Ephron is a case in point for the Jewish imperative of turning pain into possibility (Nevermind that in her book, which focuses on aging, she writes that one of things she’ll miss when she dies is bacon; and what she won’t miss: “Bar Mitzvahs”). Ephron was raised in a Jewish home in Beverly Hills in which the family religion, as she describes it, was “get over it.” Which coheres with Judaism more than Ephron probably realizes; Jews aren’t allowed to wallow. Even mourning has its limits: 7 days of utter despair (no chairs, no grooming, no sex) followed by a month of mourning (no shaving, no music) and then a year in which life isn’t fully lived (no theater, no concerts, no parties).

Even while wandering through the desert, after a dramatic exodus from the horrors of slavery, God had little tolerance for a mob of complaining Jews. Moses had to intervene to catch them a break.

There is a time for everything, says Ecclesiastes, which includes a time for “getting over it.”

Ephron did just that by telling stories.

Jewish suffering, of course, is legendary. And like the consequences of Ephron’s divorce, it doesn’t end. Even as Israel faces myriad existential threats, suffering persists: Just last week, 8,000 acres of the Carmel Forest went up in flames, and many people died.

The rabbis teach that the point of suffering is not to proclaim the magnitude of your victimhood, but to respond to the suffering of others. Pain should lead to compassion – and purpose.

In one of her writings on Hanukkah, which Jews are currently celebrating, Rabbi Sharon Brous introduces a question asked by the ancient rabbi, Rava: ‘Did you engage in the mitzvah to be fruitful and multiply?’ This is usually interpreted to mean the mitzvah of having children, because, let’s face it, no Jew thinks the world has enough Jews. But Rabbi Brous suggested something different. Making a mark on the world can be something well beyond expanding the gene pool.

“It doesn’t have to be the mark of a revolution, or even a social movement,” Brous wrote. “It could be a book. An idea. A piece of art. A song. A truly enduring love.”

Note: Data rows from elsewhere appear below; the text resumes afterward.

PR #138, opened 2020-04-18
Remove libstatistics_collector package

prajakta-gokhale:
Remove `libstatistics_collector` now that it is in a separate repo.


emersonknapp:
Does this need any extra infra to build against libstatistics_collector via package.xml or .repos or anything now that it isn't in the same repo?

prajakta-gokhale:
> Does this need any extra infra to build against libstatistics_collector via package.xml or .repos or anything now that it isn't in the same repo?

No. Since `libstatistics_collector` was already a separate package in this repo, it was already listed as a dependency of this package. Also with https://github.com/ros2/ros2/pull/897 merged, `libstatistics_collector` is part of ros2.repos so no need to supply it externally to the ACtions either.

PR #455, opened 2022-09-05
feat: add in metalsBinaryPath

ckipp01:
Another feature that should be useful for Nix users. In the situation where
they don't want nvim-metals to control the install, but also don't want to
use a global executable, this will allow them to instead use `metalsBinaryPath`
which allows you to pass in any path.

Know that you can't use this _with_ `useGlobalExecutable`. If you do, it will take
priority and win.

Addresses #454

### DIFF
--- a/doc/metals.txt
+++ b/doc/metals.txt
@@ -186,6 +186,7 @@ _ones that are sent and used by the server_
 _ones that are used internally by `nvim-metals`_
   * |disabledMode|
   * |decorationColor|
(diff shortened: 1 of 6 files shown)


gvolpe:
Thank you for doing this so quickly @ckipp01 , hope I can get this working soon! 🥳

ckipp01:
> Thank you for doing this so quickly @ckipp01 , hope I can get this working soon! 🥳

Let me know if you get stuck on anything!

PR #471, opened 2022-10-17
fix: scape % before setting metals_status

### LINKED ISSUE #468: `g:metals_status` breaks statusline because of unescaped characters
### Describe the bug

`g:metals_status` sometimes contains unescaped `%` symbols that breaks the status line evaluation (vim.api.nvim_eval_statusline) because those are special characters.

### Expected behavior

`%` and any other posible special characters according to [the statusline definition](https://neovim.io/doc/user/options.html#'statusline') should be escaped

### Operating system

macOS

### Version of Metals

v0.11.8

### Commit of nvim-metals

1284bbf8d79fe010909e65abdd849f047ff51914

caenrique:
Fixes #468

### DIFF
--- a/lua/metals/status.lua
+++ b/lua/metals/status.lua
@@ -2,7 +2,9 @@ local log = require("metals.log")
 
 -- @param status (string) a new status to be displayed
 local function set_status(status)
-  vim.api.nvim_set_var("metals_status", status)
+  -- Scaping the status to prevent % characters breaking the statusline
+  local scaped_status = status:gsub('[%%]', '%%%1')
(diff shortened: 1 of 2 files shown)


ckipp01 (changes requested):
Thanks for this fix @caenrique! I've been meaning to get around to it, but life's been getting in the way. Would you actually be able to write a small test for this in `status_spec.lua`. You should be able to just add another section to the existing test and make sure there is a `%` in it and that it shows what you'd expect at the end. Let me know if you have any questions about this.

caenrique:
done! :)

ckipp01 (approved):
Great, thanks @caenrique!

PR #472, opened 2022-10-17
feat: migrate to vim.lsp.start

### LINKED ISSUE #413: Migrate to `vim.lsp.start()`
### Task

In https://github.com/neovim/neovim/pull/18631 `vim.lsp.start()` was added which is basically an easier way to manage the attaching of a server than using `vim.lsp.start_client` since you don't need to keep track of whether or not a server has been attached to the current buffer with the same name and same root. This could get rid of some of the custom log we have for that here:

https://github.com/scalameta/nvim-metals/blob/6738fe3c0e2142de01c753f8b7c18281d11488ce/lua/metals/setup.lua#L87-L98

caenrique:
Hey! I was looking at some parts of the code and opened #471, and then I was curious about the `vim.lsp.start` call and started playing with it, and since it was pretty straight forward to have it working I've also opened this PR.

Hope it's close to how you was thinking of implementing it :)

Closes #413

### DIFF
--- a/lua/metals.lua
+++ b/lua/metals.lua
@@ -323,7 +323,6 @@ M.restart_server = function()
   end
 
   vim.defer_fn(function()
-    setup.reset_lsps()
     setup.initialize_or_attach()
   end, 3000)
 end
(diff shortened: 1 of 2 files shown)


ckipp01 (approved):
Thanks @caenrique! This is perfect. Exactly what I was thinking. It's super nice to simplify some of this stuff.

PR #473, opened 2022-10-18
feat: set virtual text highlight mode to combine

suliatis:
The effect of this change that the cursorline applies to the virtual
  text too in worksheet mode.

Before:
Screenshot 2022-10-18 at 8 18 06

After:
Screenshot 2022-10-18 at 8 05 38

I'm not sure if it ok to set this by default, it looks better imho, but I'm open to make this configurable.


ckipp01 (approved):
I think this is totally fine, looks good! No need for a configuration setting unless we get complaints. I try to avoid adding more configuration. LGTM, thanks!

btw, great minimal looking setup you have 💯

suliatis:
thank you

PR #474, opened 2022-10-20
feat: add test explorer

antosha417:
Hey! 
I've been wanting to run individual tests in `nvim-metals` since forever. Finally found some time and tried to do it with test explorer.
Seems like everything is working pretty good for me. 

I added two commands:
-  One for browsing all test suites and running one of them.
- Another one for browsing test suites only in current file and running one test case from selected suite.

Bouth commands can be rerun with `:lua require'dap'.run_last()`.
 
 In order to use it one need to edit metals config like this:
  ```lua
 local metals_config = metals.bare_config()
metals_config.settings = {
  ...
  testUserInterface = "Test Explorer",
}
metals_config.init_options.testExplorerProvider = true
```

Here is a small video of how it works:

https://user-images.githubusercontent.com/14187674/197073732-6696682b-1686-430f-87c0-1dac0844060f.mp4

### DIFF
--- a/lua/metals.lua
+++ b/lua/metals.lua
@@ -9,6 +9,7 @@ local install = require("metals.install")
 local log = require("metals.log")
 local messages = require("metals.messages")
 local setup = require("metals.setup")
+local test_explorer = require("metals.test_explorer")
 local util = require("metals.util")
 
 local has_plenary, Float = pcall(require, "plenary.window.float")
@@ -463,6 +464,14 @@ M.toggle_setting = function(setting)
 
     lsp.buf_notify(0, "workspace/didChangeConfiguration", { settings = { metals = settings } })
   end
+end
+
+M.select_test_suite = function()
+  test_explorer.dap_select_test_suite(conf.get_config_cache().root_dir)
+end
+
+M.select_test_case = function()
+  test_explorer.dap_select_test_case(conf.get_config_cache().root_dir)
 end
 
 return M
--- a/lua/metals.lua
+++ b/lua/metals.lua
@@ -467,11 +467,11 @@ M.toggle_setting = function(setting)
 end
 
 M.select_test_suite = function()
-  test_explorer.dap_select_test_suite(conf.get_config_cache().root_dir)
+  test_explorer.dap_select_test_suite()
 end
 
 M.select_test_case = function()
-  test_explorer.dap_select_test_case(conf.get_config_cache().root_dir)
+  test_explorer.dap_select_test_case()
 end
 
 return M
--- a/lua/metals/commands.lua
+++ b/lua/metals/commands.lua
@@ -213,6 +213,16 @@ local commands_table = {
     label = "Update Metals",
     hint = "Update to the latest Metals.",
   },
+  {
+    id = "select_test_suite",
+    label = "Select Test Suite",
+    hint = "Select test suite to run.",
+  },
+  {
+    id = "select_test_case",
+    label = "Select Test Case",
+    hint = "Select test case from current file to run.",
+  },
 }
 
 return {
--- a/lua/metals/commands.lua
+++ b/lua/metals/commands.lua
@@ -216,7 +216,7 @@ local commands_table = {
   {
     id = "select_test_suite",
     label = "Select Test Suite",
-    hint = "Select test suite to run.",
+    hint = "Select the test suite in your workspace to run.",
   },
   {
     id = "select_test_case",
--- a/lua/metals/commands.lua
+++ b/lua/metals/commands.lua
@@ -213,6 +213,9 @@ local commands_table = {
     label = "Update Metals",
     hint = "Update to the latest Metals.",
   },
+}
+
+local dap_commands_table = {
   {
     id = "select_test_suite",
     label = "Select Test Suite",
@@ -224,6 +227,11 @@ local commands_table = {
     hint = "Select test case from current file to run.",
   },
 }
+
+local dap_available, _ = pcall(require, "dap")
+if dap_available then
+  vim.list_extend(commands_table, dap_commands_table)
+end
 
 return {
   commands_table = commands_table,
--- a/lua/metals/config.lua
+++ b/lua/metals/config.lua
@@ -93,6 +93,7 @@ end
 local metals_init_options = {
   compilerOptions = {},
   debuggingProvider = debugging_provider,
+  testExplorerProvider = debugging_provider,
   decorationProvider = true,
   didFocusProvider = true,
   disableColorOutput = true,
--- a/lua/metals/config.lua
+++ b/lua/metals/config.lua
@@ -130,6 +130,7 @@ local valid_metals_settings = {
   "showImplicitConversionsAndClasses",
   "showInferredType",
   "superMethodLensesEnabled",
+  "testUserInterface",
 }
 
 -- We keep these seperated from the `valid_metals_settings` just for clarity.
--- a/lua/metals/messages.lua
+++ b/lua/metals/messages.lua
@@ -45,7 +45,17 @@ update your Metals executable. If you'd like nvim-metals to handle this for
 you, remove the `useGlobalExecutable` setting and try again.]]
 
 M.setup_dap_without_nvim_dap = [[
-You can call require("metals").setup_dap() without `nvim-dap` being installed.
+You can not call require("metals").setup_dap() without `nvim-dap` being installed.
+Please make sure `mfussenegger/nvim-dap` is installed.]]
+
+M.no_test_suites_found = [[
+No test sutes could be found in current file.]]
+
+M.no_test_cases_found = [[
+No test cases found in selected suite. Fallback to run whose suite.]]
+
+M.run_test_without_nvim_dap = [[
+You can not run test without `nvim-dap` being installed.
 Please make sure `mfussenegger/nvim-dap` is installed.]]
 
 return M
--- a/lua/metals/messages.lua
+++ b/lua/metals/messages.lua
@@ -52,7 +52,7 @@ M.no_test_suites_found = [[
 No test sutes could be found in current file.]]
 
 M.no_test_cases_found = [[
-No test cases found in selected suite. Fallback to run whose suite.]]
+No test cases found in selected suite. Fallback to run whole suite.]]
 
 M.run_test_without_nvim_dap = [[
 You can not run test without `nvim-dap` being installed.
--- a/lua/metals/messages.lua
+++ b/lua/metals/messages.lua
@@ -49,7 +49,7 @@ You can not call require("metals").setup_dap() without `nvim-dap` being installe
 Please make sure `mfussenegger/nvim-dap` is installed.]]
 
 M.no_test_suites_found = [[
-No test sutes could be found in current file.]]
+No test suites could be found in current file.]]
 
 M.no_test_cases_found = [[
 No test cases found in selected suite. Fallback to run whole suite.]]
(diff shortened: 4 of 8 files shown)

### CODE REVIEW

**Comment by ckipp01** [comment]
Very cool @antosha417! Thanks so much for digging into this! I'll do a more in depth review in a bit, but I've just been trying to use it first. A couple things I notice right away. Without setting the following in the `metals_init_options` it will never return any suites:

```lua
  testExplorerProvider = true,
```
Was this just an oversight? If not, I'm not sure how it was working in your gif since mine will never get a `metals-update-test-explorer` without that being set.

Once I do have that set and I start using it I always end up with:
```
LSP[metals] Target 'file:/Users/ckipp/Documents/scala-workspace/scalameta-org/metals/?id=unit-test' not found.
```
No matter what target I'm in. I've tried in a fresh Hello World project and I've also tried in the Metals code base as well. The above was trying to run a test in `tests/unit/src/test/scala/tests/ScalaVersionsSuite.scala` in the Metals code base. I'm using the latest snapshot: `0.11.9+56-6943e41c-SNAPSHOT` and in the logs I'm seeing:

```
SEVERE: Internal error: scala.meta.internal.metals.debug.BuildTargetNotFoundException: Build target not found: file:/Users/ckipp/Documents/scala-workspace/scalameta-org/metals/?id=unit-test
java.util.concurrent.CompletionException: scala.meta.internal.metals.debug.BuildTargetNotFoundException: Build target not found: file:/Users/ckipp/Documents/scala-workspace/scalameta-org/metals/?id=unit-test
        at java.base/java.util.concurrent.CompletableFuture.encodeThrowable(CompletableFuture.java:332)
        at java.base/java.util.concurrent.CompletableFuture.completeThrowable(CompletableFuture.java:347)
        at java.base/java.util.concurrent.CompletableFuture$UniAccept.tryFire(CompletableFuture.java:708)
        at java.base/java.util.concurrent.CompletableFuture.postComplete(CompletableFuture.java:510)
        at java.base/java.util.concurrent.CompletableFuture.completeExceptionally(CompletableFuture.java:2162)
        at scala.concurrent.java8.FuturesConvertersImpl$CF.apply(FutureConvertersImpl.scala:29)
        at scala.concurrent.java8.FuturesConvertersImpl$CF.apply(FutureConvertersImpl.scala:26)
        at scala.concurrent.impl.Promise$Transformation.run(Promise.scala:484)
        at scala.concurrent.ExecutionContext$parasitic$.execute(ExecutionContext.scala:222)
        at scala.concurrent.impl.Promise$Transformation.submitWithValue(Promise.scala:429)
        at scala.concurrent.impl.Promise$DefaultPromise.submitWithValue(Promise.scala:338)
        at scala.concurrent.impl.Promise$DefaultPromise.tryComplete0(Promise.scala:285)
        at scala.concurrent.impl.Promise$Transformation.run(Promise.scala:504)
        at java.base/java.util.concurrent.ThreadPoolExecutor.runWorker(ThreadPoolExecutor.java:1136)
        at java.base/java.util.concurrent.ThreadPoolExecutor$Worker.run(ThreadPoolExecutor.java:635)
        at java.base/java.lang.Thread.run(Thread.java:833)
```
So for some reason Metals isn't able to find the build target. Not sure if it's something funky going on with the URI or what, but I'll play around. 

Really excited about this!

lua/metals/test_explorer.lua
```diff
@@ -0,0 +1,178 @@
...
+        },
+        jvmOptions = {},
+        environmentVariables = {},
+      },
+    },
+  }
+  dap.run(arguments)
+end
+
+M.dap_select_test_suite = function(root)
```
ckipp01, line 119: So for these I don't think we even need root. Because in `dap_run_test` we end up using that to put together the `uri` when actually we don't want to do that as it doesn't seem to work. Instead when the `executeClientCommand` comes in with the `metals-update-test-explorer` there is a `targetUri` that is sent with each target. Instead of using `root` here we need to use the `targetUri` instead.

lua/metals.lua
```diff
@@ -465,4 +466,12 @@ M.toggle_setting = function(setting)
   end
 end
 
+M.select_test_suite = function()
+  test_explorer.dap_select_test_suite(conf.get_config_cache().root_dir)
```
ckipp01, line 470: I mentioned this in the other file, but I don't think we actually need to include the `root_dir` here. Instead we should rely on the `targetUri` that comes with the `metals-update-test-explorer` command.

lua/metals.lua
```diff
@@ -465,4 +466,12 @@ M.toggle_setting = function(setting)
...
+end
+
+M.select_test_case = function()
+  test_explorer.dap_select_test_case(conf.get_config_cache().root_dir)
```
ckipp01, line 474: Same as above no need for the `root_dir` here.

lua/metals/commands.lua
```diff
@@ -213,6 +213,16 @@ local commands_table = {
     label = "Update Metals",
     hint = "Update to the latest Metals.",
   },
+  {
+    id = "select_test_suite",
+    label = "Select Test Suite",
+    hint = "Select test suite to run.",
```
ckipp01, line 219:
```suggestion
    hint = "Select the test suite in your workspace to run.",
```
What do you think about expanding it a bit to let the user know that this is choosing from the full workspace?

lua/metals/config.lua
```diff
@@ -130,6 +130,7 @@ local valid_metals_settings = {
   "showImplicitConversionsAndClasses",
   "showInferredType",
   "superMethodLensesEnabled",
+  "testUserInterface",
```
ckipp01, line 133: I'll comment here because I can't up above. But I think we also need to add `testExplorerProvider = debugging_provider` like we do with `debuggingProvider`. This way it will ensure dap is available and turn this on when it is.

lua/metals/commands.lua
```diff
@@ -213,6 +213,16 @@ local commands_table = {
     label = "Update Metals",
     hint = "Update to the latest Metals.",
   },
+  {
```
ckipp01, line 216: So one thing I was thinking about is right now these are unconditionally added. If a user doesn't have DAP setup they'll still see these. We probably don't want that right?

lua/metals/messages.lua
```diff
@@ -45,7 +45,17 @@ update your Metals executable. If you'd like nvim-metals to handle this for
 you, remove the `useGlobalExecutable` setting and try again.]]
 
 M.setup_dap_without_nvim_dap = [[
-You can call require("metals").setup_dap() without `nvim-dap` being installed.
+You can not call require("metals").setup_dap() without `nvim-dap` being installed.
+Please make sure `mfussenegger/nvim-dap` is installed.]]
+
+M.no_test_suites_found = [[
+No test sutes could be found in current file.]]
```
ckipp01, line 52:
```suggestion
No test suites could be found in current file.]]
```

lua/metals/messages.lua
```diff
@@ -45,7 +45,17 @@ update your Metals executable. If you'd like nvim-metals to handle this for
...
+
+M.no_test_cases_found = [[
+No test cases found in selected suite. Fallback to run whose suite.]]
```
ckipp01, line 55:
```suggestion
No test cases found in selected suite. Fallback to run whole suite.]]
```

antosha417:
Yeah, I completely forgot that I also did `metals_config.init_options.testExplorerProvider = true` for it to work. I added it at the top. 

Regarding the target uri I cheated a little and just took `project_root .. '/?id=target_name'. Because test explorer just sends the `target_name` not the uri.   
I think I can request this uri from metals. As we do in `show_build_target_info`. Will try to fix it soon.

lua/metals/test_explorer.lua
```diff
@@ -0,0 +1,178 @@
...
+  if event.kind == "removeSuite" then
+    handle_remove_suite(targetName, event)
+  elseif event.kind == "addSuite" then
+    handle_add_suite(targetName, event)
+  elseif event.kind == "updateSuiteLocation" then
+    handle_update_suite_location(targetName, event)
+  elseif event.kind == "addTestCases" then
+    handle_add_test_cases(targetName, event)
+  else
+    log.error("Unknown event in test explorer", targetName, event)
```
ckipp01, line 61: Do you think we should surface this to the user with `error_and_show`? wdyt?

ckipp01 (changes requested):

ckipp01:
> Regarding the target uri I cheated a little and just took `project_root .. '/?id=target_name'`. Because test explorer just sends the `target_name` not the uri. I think I can request this uri from metals. As we do in `show_build_target_info`. Will try to fix it soon.

Yea you shouldn't actually have to request anything extra at all. Here's an example:

```
[Trace - 02:42:41 pm] Sending notification 'metals/executeClientCommand'
Params: {
  "command": "metals-update-test-explorer",
  "arguments": [
    {
      "targetName": "minimal.test",
      "targetUri": "file:/Users/ckipp/Documents/scala-workspace/minimal/minimal/test/?id\u003dminimal.test",
      "events": [
        {
          "fullyQualifiedClassName": "example.HelloSuite",
          "className": "HelloSuite",
          "symbol": "example/HelloSuite#",
          "location": {
            "uri": "file:///Users/ckipp/Documents/scala-workspace/minimal/minimal/test/src/example/HelloSuite.scala",
            "range": {
              "start": {
                "line": 4,
                "character": 6
              },
              "end": {
                "line": 4,
                "character": 16
              }
            }
          },
          "canResolveChildren": true,
          "kind": "addSuite"
        },
        {
          "fullyQualifiedClassName": "example.HelloSuite",
          "className": "HelloSuite",
          "testCases": [
            {
              "name": "numbers",
              "location": {
                "uri": "file:///Users/ckipp/Documents/scala-workspace/minimal/minimal/test/src/example/HelloSuite.scala",
                "range": {
                  "start": {
                    "line": 5,
                    "character": 2
                  },
                  "end": {
                    "line": 5,
                    "character": 6
                  }
                }
              }
            },
            {
              "name": "reproduce",
              "location": {
                "uri": "file:///Users/ckipp/Documents/scala-workspace/minimal/minimal/test/src/example/HelloSuite.scala",
                "range": {
                  "start": {
                    "line": 14,
                    "character": 2
                  },
                  "end": {
                    "line": 14,
                    "character": 6
                  }
                }
              }
            }
          ],
          "kind": "addTestCases"
        }
      ]
    }
  ]
}
```
You can grab the `targetUri` right from there.

ckipp01 (commented):
Working like a charm @antosha417! One final thing I'd like to have before merging. Can we also add a small section into `:h metals-nvim-dap` about this? Something telling people that they actually have to change a setting to get this to work and that once set they will no longer see code lenses for running/debugging.

antosha417:
>  once set they will no longer see code lenses for running/debugging 

Actually I think it would be nice to show code lenses near the test names. So users will be able to run them and execute specific test cases or whose test suites. 
Currently in `test_explorer.state` we have info about the location of tests that can be run. 

I'll read more about code lenses and see if I can implement it. What do you think?

antosha417:
I was able to set code lenses and even execute them. But sadly neovim requests them again from metals and overrides mine with empty list. 
So I think for code lenses it should be a feature in the metals itself to set them for each test case.

ckipp01 (approved):
> Actually I think it would be nice to show code lenses near the test names.

Yea that's tricky though since the "Test Explorer" is sort of meant to be an alternative to code lenses. One other solution we could look into is instead of using code lenses for this is to use extmarks to mark the individual tests. They'd then be on the left hand side, but still useful to see. We could have full control over them and it was what I had in mind originally.

Thanks a lot for you work on this @antosha417!

LGTM!

PR #514, opened 2022-12-23
feat: add a restart command with langoustine

ckipp01:


ghostbuster91:
This would be awesome, I've literally just thought yesterday that such a tool would be handful, though I was rather thinking how to do it in the terminal.

PR #515, opened 2022-12-27
feat: pass mainClass in DAP request

### LINKED ISSUE #513: Allow specification of "mainClass" and "buildTarget" DAP keys
### Describe the feature

I work on a large project with many build targets. I am rarely working inside the one that contains the `main` I want to debug. I would like to be able to launch a configuration that runs a configuration with a specific `mainClass` no matter what Scala file I am editing. Currently, I need to switch to the file that contains `main` to start the debug session.

[I think it is possible to specify a main class](https://scalameta.org/metals/docs/integrations/debug-adapter-protocol/#via-explicit-main-or-test-commands) (VSCode supports this).

Without reading the source too carefully:

- Pass `mainClass` [here](https://github.com/scalameta/nvim-metals/blob/d1c01907256dae7c9d55ba1fcfb8cf6b4f583325/lua/metals/setup.lua#L108).
- I imagine something will need to change for configuration selection since these may not correspond to the current build target.

I'm going to take a shot at implementing this, so I'd appreciate any tips.

trmckay:
Closes #513. Allows specification of `mainClass` in debug configurations. Example:

```lua
require("dap").configurations.scala = {
    {
        type = "scala",
        name = "Debug with explicit main class",
        request = "launch",
        metals = {
            mainClass = "com.foo.App",
        },
    },
}
```

I've tested this locally and it works as I would expect it to.

### DIFF
--- a/lua/metals/setup.lua
+++ b/lua/metals/setup.lua
@@ -107,12 +107,16 @@ local function setup_dap(execute_command)
       local metals_dap_settings = config.metals or {}
       arguments = {
         path = vim.uri_from_bufnr(0),
-        runType = metals_dap_settings.runType or "run",
         args = metals_dap_settings.args,
         jvmOptions = metals_dap_settings.jvmOptions,
         env = metals_dap_settings.env,
         envFile = metals_dap_settings.envFile,
       }
+      if metals_dap_settings.mainClass then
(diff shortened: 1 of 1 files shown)


ckipp01 (approved):
Hey @trmckay, thanks for this! Yup, this is exactly what I had in mind.

LGTM!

Ephron responded to the pain in her life and the failure of her marriage with incredible chutzpah; who else could write a charming book smearing the man who brought down Nixon? And among other things in her long, brilliant career, she recently became the founder of the new divorce section on the Huffington Post, where she blogs regularly.

Hollywood, as a whole, operates much the same way. It is an industry founded in the wake of Jewish suffering, by Jews reluctant to embrace their Judaism, but who nonetheless had within them the will to dream. To imagine the world as it could be. Hollywood is no social movement. Whether it has, or even could, change the world is uncertain. Even irrelevant. What Hollywood does do is respond to the realness of life with audacious vision, with the daring to cull from the real—and imagine the ideal.

After all, in the darkness of a movie theater, anything is possible.